That’s dependent upon variables such as your choice of propellant, how you’re generating the electricity your thruster needs, on the type of thruster you’re using, and how efficient it is. Should you have a specific model in mind, Accion provides some numbers here, from weight and maximum thrust to impulse and power required. One comparison you may look at is the X3 thruster; it’s supposed to be more efficient than older Hall effect thrusters. I will update with a more specific comparison later, or someone else can modify this as appropriate.
Okay. So there aren't any easy comparisons, as thrusters generally aren't mass-produced, but let's take a shot at it. Tsiolkovsy's rocket equation [Δv = Isp * g0 * ln (m0/mf)] tells us how much change in velocity we get for a given exhaust velocity (or in this case, specific impulse times standard gravity) and amount of propellant. Applied to Accion's largest thruster, the TILE 200k, the dry mass is 16kg, the Isp is 1500s, and here's where we make our first assumption, that the wet mass of the spacecraft (dry mass plus propellant) is just the weight of the propellant, thruster, a panel capable of supplying 280W (roughly 0.6kg), and in the TILE 200k's case, the power processing unit, without accounting for any useful hardware (a bit silly, but this is a useful enough comparison). Let's say the wet mass is 20.6 kg. We plug these numbers into the rocket equation:
Δv = [1500s * 9.81 m/s^2 * ln (20.6 kg / 16.6 kg)], which gives us a total change in velocity of 3,176.8 m/s.
Now, let's take the X3 thruster. The numbers I get from the University of Michigan's page range from 1800s-2650s for its specific impulse, with a given dry mass of 230kg. It's been tested using 100kW currently, so we'll have to include solar panels (or a reactor, but we'll go with solar panels for now). The most modern numbers I currently have say 447W/kg, which means we need approximately 224kg worth of solar panels, giving a total dry mass of 454kg. We'll include 46kg of propellant to round it out to 500kg total. Plugging into the rocket equation, we get:
Δv = [2650s * 9.81 m/s^2 * ln (500kg / 454kg)], which gives us a total change in velocity of 2,508.95 m/s.

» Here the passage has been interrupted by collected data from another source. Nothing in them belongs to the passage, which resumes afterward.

PR #960, opened 2023-09-15
Try to handle stuck deploys

patrick-laa:


willc-work (approved):

exonian (commented):
My only concern is that, while failing rollbacks are caught and aborted, it looks to me as though if rollbacks work but deploys still for some reason don't, then this goes infinite?

I don't know if that's at all likely, I don't know if it matters that much if it happens, so therefore I don't know if it's worth having a RETRIES var that limits this 🤔

patrick-laa:
@exonian it doesn't actually loop - it tries `deploy_branch`, if it fails it tries to rollback and then tries `deploy_branch` a second time, and then the script ends. I didn't think it was worth trying the rollback trick more than once - it'll either work or it won't.

exonian:
> @exonian it doesn't actually loop - it tries `deploy_branch`, if it fails it tries to rollback and then tries `deploy_branch` a second time, and then the script ends - if it failed the second time it'll end with a non-zero exit code and CI will abort. I didn't think it was worth trying the rollback trick more than once - it'll either work or it won't.

Of course you're right! Cos I was looking at just the diff on github it had scrunched away the middle of the file where there were no changes, and I'd failed to notice. So I thought that the retry was *within* `deploy_branch` (and hadn't noticed that `deploy_main` was referenced but apparently didn't exist...)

Almost 700m/s difference, while the system using the X3 has 25 times the wet mass and about 11 times the propellant required. Quite the difference. This comparison has its limitations, given that I didn't include any payload, and spacecraft design has all sorts of tradeoffs imposed upon it (lifetime expected, money available, what technology you have access to, environment it's supposed to operate in, and so on), but at first glance, Accion has an impressive little system. If you like, I can add more detail another time.